# EXERCISE INSTRUCTIONS
Exactly reproduce each record listed below.

(Saved entries)
PR #131, opened 2017-12-13
WIP 8.0 l10n nl hr employee name

gfcapalbo:


l10n_nl_hr_employee_name/__init__.py
```diff
@@ -0,0 +1,21 @@
...
+#
+#    This program is distributed in the hope that it will be useful,
+#    but WITHOUT ANY WARRANTY; without even the implied warranty of
+#    MERCHANTABILITY or FITNESS FOR A PARTICULAR PURPOSE.  See the
+#    GNU Affero General Public License for more details.
+#
+#    You should have received a copy of the GNU Affero General Public License
+#    along with this program.  If not, see <http://www.gnu.org/licenses/>.
+#
+##############################################################################
```
hbrunn, line 20: use short license headers (and update your templates)

l10n_nl_hr_employee_name/__openerp__.py
```diff
@@ -0,0 +1,30 @@
...
+#    along with this program.  If not, see <http://www.gnu.org/licenses/>.
+#
+##############################################################################
+{
+    'name': 'Dutch Employee names',
+    'version': '8.0.1.0.0',
+    'author': 'Therp BV, Odoo Community Association (OCA)',
+    'category': 'Contact management',
+    'depends': [
+        'hr',
```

# OUTPUT FOR THIS EXERCISE
PR #131, opened 2017-12-13
WIP 8.0 l10n nl hr employee name

gfcapalbo:


l10n_nl_hr_employee_name/__init__.py
```diff
@@ -0,0 +1,21 @@
...
+#
+#    This program is distributed in the hope that it will be useful,
+#    but WITHOUT ANY WARRANTY; without even the implied warranty of
+#    MERCHANTABILITY or FITNESS FOR A PARTICULAR PURPOSE.  See the
+#    GNU Affero General Public License for more details.
+#
+#    You should have received a copy of the GNU Affero General Public License
+#    along with this program.  If not, see <http://www.gnu.org/licenses/>.
+#
+##############################################################################
```
hbrunn, line 20: use short license headers (and update your templates)

l10n_nl_hr_employee_name/__openerp__.py
```diff
@@ -0,0 +1,30 @@
...
+#    along with this program.  If not, see <http://www.gnu.org/licenses/>.
+#
+##############################################################################
+{
+    'name': 'Dutch Employee names',
+    'version': '8.0.1.0.0',
+    'author': 'Therp BV, Odoo Community Association (OCA)',
+    'category': 'Contact management',
+    'depends': [
+        'hr',
```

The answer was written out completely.